Strong momentum in Travel driving growth
The Group’s key growth focus for the Travel segment in 2025 will be based on the three main pillars of expanding market presence, becoming a travel centre of excellence and going beyond insurance for travel experience.
Aligning to these three main pillars, the Group has already made encouraging progress in 4Q24 when it expanded inbound travel for 10 new markets where the benefits and claims payout reflect the departure country currency for markets such as Australia, India, Japan, Brunei, and Taiwan, among others.
“We have also been aggressively recruiting top travel agents of our key airline partner in Malaysia, and expanding our distribution partners by onboarding four online brokers in Thailand, and four new Online Travel Agencies (“OTAs”) in Thailand and Indonesia for distribution of Travel Insurance in these markets. Besides activating new markets and establishing our network with new partners, we have also rolled out the Delay Lounge Pass in most markets in Asia through our airline partner to provide customers the convenience of airport lounges during flight delays, and we’re planning to expand it to other markets beyond Asia,” said How.
Managing Motor mix portfolio and claims
The Group is committed to managing Claims and Motor mix within the preferred and profitable segments. Other than focusing on the Travel segment, the Group remains vigilant in managing its Motor business through pricing optimisation, portfolio mix improvement and claims management. The Group’s strategy aims to align the Motor claims ratio at par with industry standards and is expecting favourable impact in Motor claims going forward.
“Our strategy aims to improve loss ratio and align the Motor performance with industry standards, with the expectation of favourable impact on the overall Motor claims ratio in 2025. We are planning to gradually increase the portfolio mix for the segment with a better loss ratio,” said How.
Moving forward
In pursuit of deepening its foray in the global travel ecosystem, Tune Protect will continue to elevate its inbound travel products offering with ongoing enhancements to product features, pricing, and benefits to optimise revenue opportunities. To further strengthen its airline partnerships, the Group is enhancing airline platforms and introducing improved products with better benefits, aiming to increase take-up rates among airline partners. Additionally, the Group is also going deeper into the travel ecosystem targeting regional players such as travel agencies, hotel chains, cruises, event organisers, and ticketing platforms.
In line with its growth strategy, Tune Protect is extending its market reach beyond Malaysia, expanding airline travel agent partnerships in Thailand, China, and other key markets. Tune Protect plans to roll out its Delay Lounge Pass services to new regions and exploring innovative bundling opportunities, such as bite-sized Flight Delay Insurance integrated with airline corporate programs. To further enhance traveller experience, Tune Protect is identifying new travel-related value-added services such as eSIMs in the coming quarters.These strategic initiatives reaffirm the Group’s commitment to delivering comprehensive and innovative travel insurance solutions to a global audience.

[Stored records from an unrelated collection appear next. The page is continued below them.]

PR #4477, opened 2026-04-26
Fix ghost notes at start of linear MIDI recording (#4225)

### LINKED ISSUE #4225: First note of first beat over usb midi adds extra notes

When recording any loop using the REC+New Row Looping feature, the first note seems to create a kind of cluster chord around the single note. I'm not sure of the velocity of each additional note, but it does have a noticeable effect on the audio. Deluge is in usb host mode connected to a midi keyboard (minilab) using the midi follow mode. I have found this occurs with almost all of the synth kits. This seems to be a newish problem as it didn't occur in the nightly build from a few weeks ago. 

When recording a new loop variation of another synth row, the notes should not add additional notes over midi. 

It happened to me with yesterdays nightly build. 

_No response_

OLED

Beta

deluge-v1_3_0-beta+2025_11_27-549828d.bin

1. Turn on
2. choose synth kit
3. press play
4. hold rec+ press row underneath desired new loop orientation
5. play midi note from midi keyboard using midi follow usb mode
6. go into clip mode and see cluster chord

AaronRito:
When beginLinearRecording() inserts early-arrived notes at position 0, ignoreNoteOnsBefore_ was only set when the note had already been released (still_active == false). For still-held notes, the live MIDI stream (or the clip-length-doubling replay path) could fire another note-on before tick 1 and ghost-duplicate the note with zero or corrupted velocity.

Fix: always set ignoreNoteOnsBefore_ = 1 after inserting an early note at position 0, regardless of still_active / earlyNoteStillActive. The flag only suppresses note-ons before tick 1; note-offs and subsequent presses are unaffected, so held notes still release and re-trigger correctly.

Fix #4225

### DIFF
--- a/src/deluge/model/clip/instrument_clip.cpp
+++ b/src/deluge/model/clip/instrument_clip.cpp
@@ -461,13 +461,11 @@ Error InstrumentClip::beginLinearRecording(ModelStackWithTimelineCounter* modelS
 					Iterance iterance = noteRow->getDefaultIterance();
 					int32_t fill = noteRow->getDefaultFill(modelStackWithNoteRow);
 					noteRow->attemptNoteAdd(0, 1, velocity, probability, iterance, fill, modelStackWithNoteRow, action);
-					if (!thisDrum->earlyNoteStillActive) {
-						D_PRINTLN("skipping next note");
-
-						// We just inserted a note-on for an "early" note that is still sounding at time 0, so ignore
-						// note-ons until at least tick 1 to avoid double-playing that note
-						noteRow->ignoreNoteOnsBefore_ = 1;
-					}
+					// Always suppress re-trigger from the live MIDI stream: we just inserted this note at position 0
+					// via earlyNotes, so any note-on arriving before tick 1 (including clip-length-doubling replays)
+					// would produce a ghost note with zero/corrupted velocity. This applies whether or not the note
+					// is still physically held — note-offs and presses at tick >= 1 are unaffected.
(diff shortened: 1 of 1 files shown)


src/deluge/model/clip/instrument_clip.cpp
```diff
@@ -461,13 +461,11 @@ Error InstrumentClip::beginLinearRecording(ModelStackWithTimelineCounter* modelS
...
-
-						// We just inserted a note-on for an "early" note that is still sounding at time 0, so ignore
-						// note-ons until at least tick 1 to avoid double-playing that note
-						noteRow->ignoreNoteOnsBefore_ = 1;
-					}
+					// Always suppress re-trigger from the live MIDI stream: we just inserted this note at position 0
+					// via earlyNotes, so any note-on arriving before tick 1 (including clip-length-doubling replays)
+					// would produce a ghost note with zero/corrupted velocity. This applies whether or not the note
+					// is still physically held — note-offs and presses at tick >= 1 are unaffected.
+					noteRow->ignoreNoteOnsBefore_ = 1;
```
m-m-adams, line 468: what happens if a midi note arrives during tick 0? e.g. not an early one but before tick 1

m-m-adams (approved):
eh seems fine in practice

seangoodvibes:
Going to revert this because this does not solve the issue

This issue did not always exist (it's fine in 1.2) - so changing this code (which has existed since official) is not the answer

“Our strategic focus will continue to emphasise on the expansion of our travel insurance products and other profitable business segments while focusing on our cost and claims management. By leveraging on our expertise and innovative methodologies, we aim to identify and capitalise on new market opportunities and thereby achieving a sustainable growth,” How concluded.
1The Tenang scheme was a financial aid programme introduced by the Malaysian government to offer simple and affordable insurance plans to the lower income group. The scheme was discontinued in FY23.